Error CL_INVALID_VALUE on simple C++ OpenCL image manipulation program

I'm writing a simple OpenCL program in C++ where i need to flip an input image upside-down, i'm using CImg to read and write image files. the problem is that even though the program compiles and run without any error, the output file is blank.

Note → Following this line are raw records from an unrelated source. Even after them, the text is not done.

PR #4553, opened 2026-06-10
feat(agents-mobile): schema-driven spawn args, model controls & image attachments (desktop parity)

msfstef:
## Summary

Brings `agents-mobile` to parity with the desktop agents app for four composer / spawn capabilities, building on #4533 (the native mobile slash-command composer):

- **Schema-driven new-session args** — render an agent's `creation_schema` as native controls (feature 7)
- **Model / reasoning / speed controls at spawn** (feature 8)
- **Image attachments in the in-session chat composer** (feature 6)
- **Image attachments at spawn time** (feature 9)

**No server / runtime changes were required.** Every wire contract already exists; this PR makes the mobile client produce the same payloads desktop does, plus a small set of shared-UI fixes that device testing surfaced.

## Why

#4533 reached slash-command composer parity on mobile, but the composer was otherwise text-only. The four gaps above are all implemented on desktop in `agents-server-ui`; this closes them on mobile.

## Key insight: 4 features → 2 capabilities, 0 server changes

1. **Features 7 + 8 are the same mechanism.** Model / reasoning / speed are *not* special server concepts — they're ordinary `enum` properties of the entity type's `creation_schema`, detected by field-name convention. `creation_schema` is already synced to mobile and `spawnEntity` already forwards `args`, so this is purely additive native UI over data mobile already has.
2. **Features 6 + 9 share one path.** The shared send action already threads attachments end-to-end; the only blocker was that `uploadMessageAttachments` used browser `File` / `FormData.set`, which React Native lacks.

### Capability A — schema-driven spawn args + model/reasoning/speed (7, 8)
- New mobile: `lib/spawnArgs.ts`, `lib/lastPickedModel.ts`, `components/SchemaArgsControls.tsx`, wired into `NewSessionScreen`.
- Renders the synced `creation_schema` natively, full parity with desktop `SchemaForm`: enum → BottomSheet picker pill (model grouped by provider, last pick remembered in AsyncStorage), boolean → `Switch`, string/number → text field, string-array → comma field, object → JSON field. Field labels are humanized (`reasoningEffort` → "Reasoning Effort") and provider names mapped (`openai` → "OpenAI"). Required fields gate "Start session"; server still validates against the schema.
- **"Start session" is pinned to the bottom** of the new-session screen (outside the scroll) so it stays reachable as the schema / model / sandbox sections stack up. The bar reports its height via `onLayout` and the scroll content is padded by that height so every section still scrolls clear; the bar owns its safe-area bottom inset (`Screen` leaves the bottom to screen-specific controls, matching the in-session composer).

### Capability B — image attachments (6, 9)
- New mobile: `lib/attachments.ts` + attach button / thumbnail tray in `NativeComposer`; `image`/`camera` icons.
- Deps: `expo-image-picker` (library + camera; **iOS uses a native `ActionSheetIOS`**), `expo-image-manipulator` (transcode to JPEG).
- In-session reuses the shared `createSendComposerInputAction({ attachments })`. At spawn it mirrors desktop `doSpawn` (spawn without `initialMessage`, then send `immediate` with attachments). Gated on whether the session's model supports image input (`schemaModelSupportsImageInput`).
- **Display is handled by the existing desktop chat-log WebView embed** — no native timeline rendering was needed; once a mobile-sent attachment syncs, the embedded renderer shows the thumbnail.

### Shared / cross-cutting
- `agents-server-ui/lib/schemaProperties.ts` (new): the DOM-free schema-classification helpers (inline props, model/reasoning/speed detection + grouping, string-array/JSON parsing, object-schema guards) extracted from `SchemaForm`/`NewSessionView` so desktop and the native mobile composer share one source of truth — now including the model-provider label map + `provider:model` id parsing that were otherwise mirrored on each platform. Behaviour-preserving for desktop.
- `agents-server-ui/lib/sendMessage.ts`: `uploadMessageAttachments` accepts `File | NativeFileDescriptor` and branches `FormData.append` (RN) vs `.set` (web). No wire-format change.
- Embed / timeline fixes (device testing): `WorkspaceProvider` around the embed router so the state-inspector view's `useWorkspace` resolves; image-preview dialog respects the composer inset; iOS timeline thumbnail containment.
- `agents/horton.ts`: robust session-title generation for image/attachment messages.

## Key decisions (the "why", for future sessions)

- **Extract shared schema helpers rather than duplicate.** Mobile reuses `agents-server-ui` pure logic + `agents-runtime/client`, and builds native UI itself (the established pattern). The desktop side of the refactor is mostly deletion.
- **Attachment display via the existing WebView embed**, not native rendering — the desktop chat log already renders attachments; mobile just needs to *send* them.
- **iOS picker via `ActionSheetIOS`, not our `BottomSheet`.** Presenting the native image picker over an RN `Modal` freezes / fails to open on iOS; the native action sheet has no such conflict. Android keeps the `BottomSheet` (intent-based picker, no conflict).
- **Transcode every picked image to JPEG.** iOS returns HEIC, which Anthropic/OpenAI vision models reject (the agent run errored with `finish_reason=error`); `expo-image-manipulator` normalizes to JPEG.
- **Title generation hardening.** The low-cost, text-only title model went conversational on image messages it couldn't see ("I'm sorry but no images were actually shared…") and that became the title — firmer prompt + a guard that rejects sentence-like responses and falls back to the local title.

## Known limitations / follow-ups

Here's the cl kernel code:

const sampler_t sampler = CLK_ADDRESS_CLAMP_TO_EDGE | CLK_FILTER_NEAREST;

__kernel void img_turn(
    read_only image2d_t I,
    write_only image2d_t O
)
{
    int gid_x = get_global_id(0);
    int gid_y = get_global_id(1);

    int w = get_image_width(I);
    int h = get_image_height(I);

    if (gid_x >= w || gid_y >= h)
        return;
    
    uint4 p = read_imageui(I, sampler, (int2)(gid_x, gid_y));
    write_imageui(O, (int2)(gid_x, h - gid_y), p);
    
}

and here's bits of the host code, first the input image (Edited):

CImg<unsigned char> img_in(img_file_name);

cl_image_format format = {
    CL_RGBA,
    CL_UNSIGNED_INT8,
};

cl_image_desc desc = {
    .image_type = CL_MEM_OBJECT_IMAGE2D,
    .image_width = (size_t) img_in.width(),
    .image_height = (size_t) img_in.height(),
    .image_row_pitch = 0,
    .image_slice_pitch = 0,
    .num_mip_levels = 0,
    .num_samples = 0,
    .buffer = NULL,
};

cl_mem input_img = clCreateImage(
    context,
    CL_MEM_READ_ONLY | CL_MEM_USE_HOST_PTR,
    (const cl_image_format *) &format,
    (const cl_image_desc *) &desc,
    img_in.data(),
    &errNum
);

the definition of the output image (Edited):

CImg<unsigned char> img_out(img_in.width(), img_in.height(), 1, 4);

format = {
    CL_RGBA,
    CL_UNSIGNED_INT8,
};

desc = {
    .image_type = CL_MEM_OBJECT_IMAGE2D,
    .image_width = (size_t) img_out.width(),
    .image_height = (size_t) img_out.height(),
    .image_row_pitch = 0,
    .image_slice_pitch = 0,
    .num_mip_levels = 0,
    .num_samples = 0,
    .buffer = NULL,
};

cl_mem output_img = clCreateImage(
    context,
    CL_MEM_WRITE_ONLY | CL_MEM_USE_HOST_PTR,
    (const cl_image_format *) &format,
    (const cl_image_desc *) &desc,
    img_out.data(),
    NULL
);

and the last part of the code, where i enqueue the images and run the program (Edited):

size_t origins[3] = {0, 0, 0};
size_t region_in[3] = {(size_t) img_in.width(), (size_t) img_in.height(), (size_t) 1};

errNum = clSetKernelArg(kernel, 0, sizeof(cl_mem), input_img);
errNum |= clSetKernelArg(kernel, 1, sizeof(cl_mem), output_img);

size_t global[2] = {(size_t) img_in.width(), (size_t) img_in.height()};
clEnqueueNDRangeKernel(command_queue, kernel, 2, NULL, global, NULL, 0, NULL, &kernel_event);

errNum = clEnqueueWriteImage(command_queue, input_img, CL_TRUE, origins, region_in, 0, 0, img_in.data(), 0, NULL, NULL);

size_t region_out[3] = {(size_t) img_out.width(), (size_t) img_out.height(), (size_t) 1};
errNum = clEnqueueReadImage(command_queue, output_img, CL_TRUE, origins, region_out, 0, 0, img_out.data(), 0, NULL, NULL);

clWaitForEvents(1, &kernel_event);
img_out.save("./output_img.png");

after compiling and running the program the 'output_img.png' image file is created but it's blank: 0Bytes and no data whatsoever when opened with a text editor.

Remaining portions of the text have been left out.